[ale] Anyone checked out Slackware 12 yet?

Michael B. Trausch michael.trausch at gmail.com
Wed Jul 4 10:52:03 EDT 2007


On Wed, 2007-07-04 at 08:15 -0400, Paul Cartwright wrote:

> not sure what you mean about BSD jails.. my openSUSE system acts just
> like my 
> old AT&T UNIX..
> I burned the slackware DVD, but haven't installed it yet, kinda busy
> right 
> now, getting ready for our trip to DC.. family gathering (YUCK).
> but I did install xfce 4.4.1 and I'm running that NOW as my window
> manager on 
> my SUSE system.. 


BSD systems (like FreeBSD, and I think OpenBSD) have a kernel-based jail
functionality that enables you to run completely separate, lightweight
virtual machines with their own spaces for networking, processes, etc.
They get their own view of the system, and uid 0 inside the jail is
meaningless outside the jail (unless you go out of your way to give it
some meaning in the outside system, too).  The only thing is that the
kernel running in the system is the kernel that manages the VM, so it's
not a complete VM (but that is also what makes it lightweight).  It's
really wonderful for sandboxing things that you don't trust.  chroot
does some, but not all of that; it just works on the filesystem level.
BSD jails restrict the world view all the way down to processes reported
by ps, enforce IP address bounds for jails, and so forth.  The only
thing that a BSD jail isn't useful for is testing a new release of BSD.

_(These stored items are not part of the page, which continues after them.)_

PR #929, opened 2020-01-26
LibreOffice was almost unusable slow in Debian 10

kramse:
I dont know if this is the right place, but LibreOffice 6.1.5-3 on Debian 10 Buster was definitely different than before on Debian 9. LibreOffice is also an application that I expect lots of users use.


demokir:
This is not right place. you have to reach Qubes mailing list.

andrewdavidwong:
@kramse, the issue you filed (https://github.com/QubesOS/qubes-issues/issues/5600) is sufficient for now. It is not appropriate to document this here, but thank you for the effort to help!

PR #934, opened 2020-02-02
Update centos.md

mkarasoff:
The repo argument is wrong.  Updated per [qubes-users] Is CentOS in Qubes Broken?

### DIFF
--- a/external/os-guides/centos.md
+++ b/external/os-guides/centos.md
@@ -15,7 +15,7 @@ For the minimal version, please see [Minimal TemplateVMs](/doc/templates/minimal
 
 CentOS-7 can be installed with the following command:
 
-    [user@dom0 ~]$ sudo qubes-dom0-update --enablerepo=qubes-templates-community qubes-template-centos-7
+    [user@dom0 ~]$ sudo qubes-dom0-update --enablerepo=qubes-templates-community-testing qubes-template-centos-7
 
 To switch, reinstall and uninstall a CentOS TemplateVM that is already installed in your system, see *How to [switch], [reinstall] and [uninstall]*.
 


andrewdavidwong:
Wouldn't this change have to be reverted when CentOS-7 migrates to stable soon? I think it would be better to say something like: "Use the latest that's available in stable, unless you're willing to test something unstable, in which case pick what you want from testing."

CC: @marmarek @fepitre

fepitre:
Yes indeed. It's applicable to all community templates. BTW, the template should be in stable very soon.

andrewdavidwong:
Assigning to @mkarasoff to make the suggested change.

mkarasoff:
I don't feel I know or understand enough about differences between testing and stable to make that suggested change.  I understand why the Qubes team may want to make the change, but from my perspective that really doesn't address the underlying issue, which is the directions to install CentOS that exist today are just plain wrong with the latest updates of Qubes.  Presumably the CentOS image broke at some point in the past, but I don't know when.  I just know the instructions today are wrong.

A naive user such as myself, following the documentation as it exists now, can easily walk away from this situation thinking Qubes is buggy or incomplete.  The change I proposed makes it capable to install CentOS without frustration, and the "testing" repo is a clear indication to me of the testing state of the template.  The idea of stable vs. testing in Qubes is well documented in other places by people who deeply understand the difference with respect to Qubes.  I use that guidance.

The suggestion "Use the latest that's available in stable..." implies that a stable version of the template exists, which it doesn't.  The suggestion also points to a bigger policy within Qubes of testing/stable labels, which I get as a user, but understand only superficially, and am in no position to document.  If calling out the install from testing process that works today is the wrong thing to do, then maybe I should be logging a bug rather than trying to change the documentation?  Either way, the fact that instructions as they exist don't currently work should get captured somewhere.

marmarek:
Anyway, CentOS templates are already in stable repository.

mkarasoff:
OK, then I'm quite confused:

```
[mike@dom0 Pictures]$ sudo qubes-dom0-update --enablerepo=qubes-templates-community qubes-template-centos-7
Using sys-firewall as UpdateVM to download updates for Dom0; this may take some time...
Qubes Community Templates repository            1.6 kB/s | 5.4 kB     00:03    
No match for argument: qubes-template-centos-7
Error: Unable to find a match
```

marmarek:
Maybe you have cached old metadata, try adding `--clean` option.

mkarasoff:
```
[user@dom0 ~]$ sudo qubes-dom0-update --clean --enablerepo=qubes-templates-community qubes-template-centos-7
Using sys-firewall as UpdateVM to download updates for Dom0; this may take some time...
2 files removed
Fedora 25 - x86_64 - Updates                    3.4 MB/s |  24 MB     00:07    
Fedora 25 - x86_64                              3.4 MB/s |  50 MB     00:14    
Qubes Dom0 Repository (updates)                 433 kB/s |  16 MB     00:38    
determining the fastest mirror (15 hosts).. done..0 kB/s | 2.7 kB     00:00 ETA
Qubes Templates repository                      4.2 kB/s |  14 kB     00:03    
Qubes Community Templates repository            2.5 kB/s | 5.4 kB     00:02    
No match for argument: qubes-template-centos-7
```
Error: Unable to find a match

marmarek:
Hmm, interesting, I've just tried:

But it is wonderful to be able to run a sandboxed Internet-facing SSH
server in.  The only way that you can get out of that SSH server and
into the rest of the network is by again using SSH.  And even if that
sandboxed environment is broken into by root exploit, the break-in is
contained, which means you don't have to reinstall the operating system
outside of the jailed environment.  Just shut down the jail, remove any
ELF binaries and review any shell scripts, and then use the system
sources in /usr/src to reinstall the FreeBSD userland in the jail.  :-)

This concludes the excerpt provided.